Data supplied: Begin

PR #323, opened 2020-03-11
pkg: refine tls && update tidb version

WangXiangUSTC:

1. need to support online reload for tls https://github.com/pingcap/dm/issues/467
2. need to support CN certification https://github.com/pingcap/dm/issues/524

1. refine pkg for tls, for example, provide some function for grpc to use reload tls file, most code is copied from  https://github.com/pingcap/tidb-lightning/blob/master/lightning/common/security.go
2. add certification for Common Name in CA

### Check List 

Tests 

 - Unit test


pkg/utils/security.go
```diff
@@ -17,41 +17,170 @@ import (
...
-			// Load the client certificates from disk
-			certificate, err := tls.LoadX509KeyPair(SSLCert, SSLKey)
-			if err != nil {
-				return nil, errors.Errorf("could not load client key pair: %s", err)
-			}
-			certificates = append(certificates, certificate)
-		}
+func ToTLSConfig(caPath, certPath, keyPath string) (*tls.Config, error) {
+	return ToTLSConfig(caPath, certPath, keyPath)
+}
```
kennytm: ????????

WangXiangUSTC: a mistake, should be `ToTLSConfigWithVerify(caPath, certPath, keyPath, nil)`

WangXiangUSTC:
@kennytm @csuzhangxc PTAL

pkg/utils/security.go
```diff
@@ -17,41 +17,170 @@ import (
...
+		ClientCAs:    certPool,
+		NextProtos:   []string{"h2", "http/1.1"}, // specify `h2` to let Go use HTTP/2.
+	}
+
+	checkCN := make(map[string]struct{})
+	for _, cn := range verifyCN {
+		cn = strings.TrimSpace(cn)
+		checkCN[cn] = struct{}{}
+	}
+	if len(checkCN) != 0 {
```
kennytm: move lines 80-84 inside the `if` branch.

```suggestion
	if len(verifyCN) != 0 {
		checkCN := make(map[string]struct{})
		for _, cn := range verifyCN {
			cn = strings.TrimSpace(cn)
			checkCN[cn] = struct{}{}
		}
```

pkg/utils/security.go
```diff
@@ -17,41 +17,170 @@ import (
...
+		tlsCfg.ClientAuth = tls.RequireAndVerifyClientCert
+
+		tlsCfg.VerifyPeerCertificate = func(rawCerts [][]byte, verifiedChains [][]*x509.Certificate) error {
+			if len(checkCN) == 0 {
+				return nil
+			}
+
```
kennytm:
```suggestion
```

pkg/utils/security.go
```diff
@@ -17,41 +17,170 @@ import (
...
+	client := ClientWithTLS(inner)
+
+	return &TLS{
+		inner:  inner,
+		client: client,
+		url:    "https://" + host,
+	}, nil
+}
+
+// ClientWithTLS ...
```
kennytm: fill in the `...` 🙂

pkg/utils/tls_test/ca.csr
```diff
@@ -0,0 +1,7 @@
+-----BEGIN CERTIFICATE REQUEST-----
```
kennytm: no need to include the CSR files.

but perhaps add the instruction how to regenerate the *.key and *.pem

pkg/utils/security_test.go
```diff
@@ -0,0 +1,162 @@
...
+	resp, err := ClientWithTLS(clientTLS1).Get(url)
+	c.Assert(err, IsNil)
+	defer resp.Body.Close()
+	body, err := ioutil.ReadAll(resp.Body)
+	c.Assert(err, IsNil)
+	c.Assert(string(body), Equals, "This an example server")
+
+	// client2 can't visit server
+	_, err = ClientWithTLS(clientTLS2).Get(url)
+	c.Assert(err, ErrorMatches, ".*tls: bad certificate")
```
kennytm, line 138: will the server accept `client2` if the common name is `localhost` (the CA's common name)?

pkg/utils/security.go
WangXiangUSTC: refine in dea0b3a

pkg/utils/security.go
WangXiangUSTC: removed in dea0b3a

pkg/utils/security.go
WangXiangUSTC: fill in dea0b3a

pkg/utils/tls_test/ca.csr
WangXiangUSTC: do you mean:
1. delete the CSR files
2. add some comments in *.key and *.pem to introduce how to generate these files

pkg/utils/security_test.go
WangXiangUSTC: no, you will see the log of unit test:
```
2020/03/12 12:21:44 http: TLS handshake error from 127.0.0.1:51864: client certificate authentication failed. The Common Name from the client certificate [client2 localhost] was not found in the configuration cluster-verify-cn with value: [client1]
```

the common name already include `localhost`

pkg/utils/tls_test/ca.csr
kennytm: 1. delete irrelevant files like the CSR and SRL files.
2. add a readme or a *.sh file about how we can regenerate the pem & key for the test.

WangXiangUSTC: ok, I do it in b91ec85

kennytm (commented):
LGTM

july2993 (approved):

PR #325, opened 2020-03-17
schemacmp: properly support PKIsHandle columns

kennytm:

Previously, an `INT PRIMARY KEY` column was not counted as index, causing the join to lose its "Primary key" flag, and making it not the tightest bound.

These PKIsHandle columns are now included into the index map in the encoded representation.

Data supplied: End

* [What is being asked]:
Would you repeat each line above exactly as it stands?

* [Written response]:
PR #323, opened 2020-03-11
pkg: refine tls && update tidb version

WangXiangUSTC:

1. need to support online reload for tls https://github.com/pingcap/dm/issues/467
2. need to support CN certification https://github.com/pingcap/dm/issues/524

1. refine pkg for tls, for example, provide some function for grpc to use reload tls file, most code is copied from  https://github.com/pingcap/tidb-lightning/blob/master/lightning/common/security.go
2. add certification for Common Name in CA

### Check List 

Tests 

 - Unit test


pkg/utils/security.go
```diff
@@ -17,41 +17,170 @@ import (
...
-			// Load the client certificates from disk
-			certificate, err := tls.LoadX509KeyPair(SSLCert, SSLKey)
-			if err != nil {
-				return nil, errors.Errorf("could not load client key pair: %s", err)
-			}
-			certificates = append(certificates, certificate)
-		}
+func ToTLSConfig(caPath, certPath, keyPath string) (*tls.Config, error) {
+	return ToTLSConfig(caPath, certPath, keyPath)
+}
```
kennytm: ????????

WangXiangUSTC: a mistake, should be `ToTLSConfigWithVerify(caPath, certPath, keyPath, nil)`

WangXiangUSTC:
@kennytm @csuzhangxc PTAL

pkg/utils/security.go
```diff
@@ -17,41 +17,170 @@ import (
...
+		ClientCAs:    certPool,
+		NextProtos:   []string{"h2", "http/1.1"}, // specify `h2` to let Go use HTTP/2.
+	}
+
+	checkCN := make(map[string]struct{})
+	for _, cn := range verifyCN {
+		cn = strings.TrimSpace(cn)
+		checkCN[cn] = struct{}{}
+	}
+	if len(checkCN) != 0 {
```
kennytm: move lines 80-84 inside the `if` branch.

```suggestion
	if len(verifyCN) != 0 {
		checkCN := make(map[string]struct{})
		for _, cn := range verifyCN {
			cn = strings.TrimSpace(cn)
			checkCN[cn] = struct{}{}
		}
```

pkg/utils/security.go
```diff
@@ -17,41 +17,170 @@ import (
...
+		tlsCfg.ClientAuth = tls.RequireAndVerifyClientCert
+
+		tlsCfg.VerifyPeerCertificate = func(rawCerts [][]byte, verifiedChains [][]*x509.Certificate) error {
+			if len(checkCN) == 0 {
+				return nil
+			}
+
```
kennytm:
```suggestion
```

pkg/utils/security.go
```diff
@@ -17,41 +17,170 @@ import (
...
+	client := ClientWithTLS(inner)
+
+	return &TLS{
+		inner:  inner,
+		client: client,
+		url:    "https://" + host,
+	}, nil
+}
+
+// ClientWithTLS ...
```
kennytm: fill in the `...` 🙂

pkg/utils/tls_test/ca.csr
```diff
@@ -0,0 +1,7 @@
+-----BEGIN CERTIFICATE REQUEST-----
```
kennytm: no need to include the CSR files.

but perhaps add the instruction how to regenerate the *.key and *.pem

pkg/utils/security_test.go
```diff
@@ -0,0 +1,162 @@
...
+	resp, err := ClientWithTLS(clientTLS1).Get(url)
+	c.Assert(err, IsNil)
+	defer resp.Body.Close()
+	body, err := ioutil.ReadAll(resp.Body)
+	c.Assert(err, IsNil)
+	c.Assert(string(body), Equals, "This an example server")
+
+	// client2 can't visit server
+	_, err = ClientWithTLS(clientTLS2).Get(url)
+	c.Assert(err, ErrorMatches, ".*tls: bad certificate")
```
kennytm, line 138: will the server accept `client2` if the common name is `localhost` (the CA's common name)?

pkg/utils/security.go
WangXiangUSTC: refine in dea0b3a

pkg/utils/security.go
WangXiangUSTC: removed in dea0b3a

pkg/utils/security.go
WangXiangUSTC: fill in dea0b3a

pkg/utils/tls_test/ca.csr
WangXiangUSTC: do you mean:
1. delete the CSR files
2. add some comments in *.key and *.pem to introduce how to generate these files

pkg/utils/security_test.go
WangXiangUSTC: no, you will see the log of unit test:
```
2020/03/12 12:21:44 http: TLS handshake error from 127.0.0.1:51864: client certificate authentication failed. The Common Name from the client certificate [client2 localhost] was not found in the configuration cluster-verify-cn with value: [client1]
```

the common name already include `localhost`

pkg/utils/tls_test/ca.csr
kennytm: 1. delete irrelevant files like the CSR and SRL files.
2. add a readme or a *.sh file about how we can regenerate the pem & key for the test.

WangXiangUSTC: ok, I do it in b91ec85

kennytm (commented):
LGTM

july2993 (approved):

PR #325, opened 2020-03-17
schemacmp: properly support PKIsHandle columns

kennytm:

Previously, an `INT PRIMARY KEY` column was not counted as index, causing the join to lose its "Primary key" flag, and making it not the tightest bound.

These PKIsHandle columns are now included into the index map in the encoded representation.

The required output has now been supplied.